----- Data supplied -----

PR #1838, opened 2025-11-16
Use repository-dispatch to dispatch update-docs event to mbin-docs repo

melroy89:
Instead using a cronjob, I will leverage the https://github.com/peter-evans/repository-dispatch action to trigger a repository dispatch event from this repo to the mbin-docs repository.

Secret token is already in place, in order to have get this working: https://github.com/MbinOrg/mbin/settings/secrets/actions

See also PR in the documentation repo: https://github.com/MbinOrg/mbin-docs/pull/16

### DIFF
--- a/config/packages/security.yaml
+++ b/config/packages/security.yaml
@@ -121,7 +121,7 @@ security:
         - { path: ^/2fa, role: IS_AUTHENTICATED_2FA_IN_PROGRESS }
 
         - { path: ^/admin, roles: [ROLE_ADMIN, ROLE_MODERATOR] }
-        - { path: ^/authorize, roles: PUBLIC_ACCESS }
+        - { path: ^/authorize, roles: IS_AUTHENTICATED_REMEMBERED }
         - { path: ^/token, roles: PUBLIC_ACCESS }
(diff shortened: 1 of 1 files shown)


.github/workflows/action.yaml
```diff
@@ -300,3 +300,12 @@ jobs:
           push: ${{ github.event_name != 'pull_request' }}
           tags: ${{ steps.meta.outputs.tags }}
           labels: ${{ steps.meta.outputs.labels }}
+
+      # We will also use this job to dispatch an event to the mbin-docs repository to trigger documentation build and publish
+      - name: Trigger mbin-docs workflow dispatch
+        if: github.event_name != 'pull_request'
```
jwr1, line 306: Is there a way to check that the push is only to the main branch? Since this step will currently run if the push is to `main` or `dev/new_features`.

melroy89: Yes via `if: github.ref == 'refs/heads/main'`

But then it's also not triggered anymore on new release tags.

Well the mbin-docs repo just only looks at this main branch anyways. So triggering maybe one time too often isn't the problem..?

It's better then the current cron job.

BentiGorlich:
nice

PR #1850, opened 2025-11-18
Improve ban notifications

BentiGorlich:
- rewrite the notification texts
- add a new notification for being unbanned
- use the correct method which dispatches a `NotificationCreatedEvent`

grafik


src/Entity/MagazineUnBanNotification.php
```diff
@@ -0,0 +1,46 @@
...
+    }
+
+    public function getType(): string
+    {
+        return 'magazine_unban_notification';
+    }
+
+    public function getMessage(TranslatorInterface $trans, string $locale, UrlGeneratorInterface $urlGenerator): PushNotification
+    {
+        $message = $trans->trans('you_are_no_longer_banned_from_magazine', ['%m' => $this->ban->magazine->name]);
```
blued-gear: You use `$locale` in line 44 but not here. Is this correct?

templates/notifications/_blocks.html.twig
```diff
@@ -97,12 +97,30 @@
...
-    {{ component('user_inline', {user: notification.ban.bannedBy, showNewIcon: true}) }} {{ 'banned'|trans|lower }}. {{ 'ban_expired'|trans }}
-    {%- if notification.ban.expiredAt is not same as null -%}
-        {{ component('date', {date: notification.ban.expiredAt}) }}
-    {%- endif -%}. {{ notification.ban.reason }}
+    {% if notification.ban.expiredAt is not same as null -%}
+        {{ 'you_have_been_banned_from_magazine'|trans({'%m': component('magazine_inline', {'magazine': notification.ban.magazine})})|raw }}
+    {% else -%}
+        {{ 'you_have_been_banned_from_magazine_permanently'|trans({'%m': component('magazine_inline', {'magazine': notification.ban.magazine})})|raw }}
+    {% endif -%}
+    {% if notification.ban.expiredAt is not same as null -%}
```
blued-gear: why not merge this part with the first `if notification.ban.expiredAt is not same as null`?

src/Entity/MagazineUnBanNotification.php
BentiGorlich: No it is probably not, good catch 👍

blued-gear: I see you updated to use the locale in `MagazineBanNotification`, but not here. Did you miss it?

BentiGorlich: Yes I did miss it. Updated it now

templates/notifications/_blocks.html.twig
melroy89: @BentiGorlich if you have resolved it my advice would be to close the conversation (see button below: "Resolve conversation"). Which makes it easier for yourself, but also other reviewers to not spend time on this comment, since its resolved. :)

BentiGorlich: I go by the principle that I thumbs up when I implemented it. The reviewer can then resolve the conversation if they think it is actually done.

src/Entity/MagazineUnBanNotification.php
blued-gear: > No it is probably not, good catch 👍

Line `$trans->trans('you_are_no_longer_banned_from_magazine', [...]` still does not use `$locale`, or am I missing something? \
Same for MagazineBanNotification.php every `$trans->trans()` call.

BentiGorlich: I did indeed miss one, but only one. Maybe you're looking at an old commit?

blued-gear: I used the 'Files changed' button in GH, so I don't think. But with your latest commit every call got its locale, so it is fine now.

PR #1856, opened 2025-11-18
2nd attempt at fixing the notifications from other users

BentiGorlich:
- the `name` property of a mention does not always contain the full handle as thought previously, but can also only contain `@name`. Adjust the test case accordingly
- In the `MarkdownConverter`: don't trust the `name` property. Instead, search for the `href` which is the profile URL via the `ActivityPubManager` 

Previous PR #1756 
Previous Issue: #538

### DIFF
--- a/src/Entity/MagazineUnBanNotification.php
+++ b/src/Entity/MagazineUnBanNotification.php
@@ -12,7 +12,7 @@ use Symfony\Component\Routing\Generator\UrlGeneratorInterface;
 use Symfony\Contracts\Translation\TranslatorInterface;
 
 #[Entity]
-class MagazineBanNotification extends Notification
+class MagazineUnBanNotification extends Notification
 {
     #[ManyToOne(targetEntity: MagazineBan::class)]
     #[JoinColumn(nullable: true, onDelete: 'CASCADE')]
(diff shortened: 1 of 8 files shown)


BentiGorlich:
The first commit expects a test failure. I will push the second commit which fixes this after the first pipeline finished

tests/Functional/ActivityPub/Inbox/CreateHandlerTest.php
melroy89, line 177: Is it maybe a good idea to introduce a new test for local users notification as well?

BentiGorlich: What exactly do you mean?

melroy89: I know jerry was complaining about getting notifications from another remote user with his username right? I thought maybe its a good idea to also write a test (good and bad weather) where or not the notification is triggered correctly?

BentiGorlich: I added a test for basically that. A remote user that is mentioned like a local user still looks like a remote user afterwards, so this cannot happen anymore

PR #1862, opened 2025-11-18
Adapt the AP presentation of an entry with a URL and an image

BentiGorlich:
- Create a test for an entry with both an image and a URL
- adapt the way our code handles this

### DIFF
--- a/src/Entity/MagazineUnBanNotification.php
+++ b/src/Entity/MagazineUnBanNotification.php
@@ -12,7 +12,7 @@ use Symfony\Component\Routing\Generator\UrlGeneratorInterface;
 use Symfony\Contracts\Translation\TranslatorInterface;
 
 #[Entity]
-class MagazineBanNotification extends Notification
+class MagazineUnBanNotification extends Notification
 {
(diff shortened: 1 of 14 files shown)


melroy89 (commented):
Let me test this..

melroy89:
> Let me test this..

My thread no longer federate anymore ;( .. but comments do. 

image

After waiting for 10 minutes the thread is still not here:

https://fedia.io/m/testing@kbin.melroy.org/all/newest

I also tested a comment, and that comment was posted within 2 seconds: https://fedia.io/m/testing@kbin.melroy.org/t/2990125/Testing-thread-in-my-own-test-magazine/comment/13113373#entry-comment-13113373 so federation works, except for threads now

melroy89:
I can confirm its this PR that is indeed brake federation.. You could test it yourself by using a thread with an URL. And then also attach your own image.

It won't federate anymore.. But sure to run `./bin/post-upgrade` and restart PHP-fpm. And ALSO.. very importantly restart the messenger jobs `sudo supervisorctl restart all`. After which federation is no longer working on threads with URLs + images.

melroy89 (approved):

PR #1863, opened 2025-11-19
Improve Performance in the `ContentRepository`

BentiGorlich:
- Change `UNION` to `UNION ALL` -> Difference on gehirneimer: 2700ms -> 700ms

-----

▸ Required work
A single number is the whole answer: how many lines of the records contain the word "entry".

▸ Your solution
3